PR #5781, opened 2026-04-22
[dr_mp3] Update to reduce stack size requirements

CrackedPixel:
With the latest drmp3, the stack size no longer needs changed for the audio spectrum visualizer example


raysan5:
@CrackedPixel this change should be applied in dr_mp3 side and then updated the library here, is it the case?

raysan5:
`dr_mp3` was already updated to latest version of official repo.

PR #5782, opened 2026-04-22
[Examples] removed web_basic_window mentions

CrackedPixel:
The examples were failing to build in `cmake` since the example `others/web_basic_window` was removed

reproduce steps:
```bash
# (root folder)
mkdir build
cd build
cmake .. -DPLATFORM=Web
```
```
CMake Error at examples/CMakeLists.txt:157 (add_executable):
  Cannot find source file:

    others/web_basic_window.c


CMake Error at examples/CMakeLists.txt:157 (add_executable):
  No SOURCES given to target: web_basic_window

```


raysan5:
@CrackedPixel thanks for the update! that `raylib_opengl_interop` will also disappear soon...

PR #5785, opened 2026-04-23
BINDINGS: Update raylib-cpp version to 6.0

RobLoach:
The C++ wrapper, [raylib-cpp](https://github.com/RobLoach/raylib-cpp), now works with raylib 6.0: https://github.com/RobLoach/raylib-cpp/releases/tag/v6.0.0


raysan5:
@RobLoach thanks for the update!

## Your assignment:
Each entry in the data should be restated exactly as it was written.

## Result of this exercise:
PR #5781, opened 2026-04-22
[dr_mp3] Update to reduce stack size requirements

CrackedPixel:
With the latest drmp3, the stack size no longer needs changed for the audio spectrum visualizer example


raysan5:
@CrackedPixel this change should be applied in dr_mp3 side and then updated the library here, is it the case?

raysan5:
`dr_mp3` was already updated to latest version of official repo.

PR #5782, opened 2026-04-22
[Examples] removed web_basic_window mentions

CrackedPixel:
The examples were failing to build in `cmake` since the example `others/web_basic_window` was removed

reproduce steps:
```bash
# (root folder)
mkdir build
cd build
cmake .. -DPLATFORM=Web
```
```
CMake Error at examples/CMakeLists.txt:157 (add_executable):
  Cannot find source file:

    others/web_basic_window.c


CMake Error at examples/CMakeLists.txt:157 (add_executable):
  No SOURCES given to target: web_basic_window

```


raysan5:
@CrackedPixel thanks for the update! that `raylib_opengl_interop` will also disappear soon...

PR #5785, opened 2026-04-23
BINDINGS: Update raylib-cpp version to 6.0

RobLoach:
The C++ wrapper, [raylib-cpp](https://github.com/RobLoach/raylib-cpp), now works with raylib 6.0: https://github.com/RobLoach/raylib-cpp/releases/tag/v6.0.0


raysan5:
@RobLoach thanks for the update!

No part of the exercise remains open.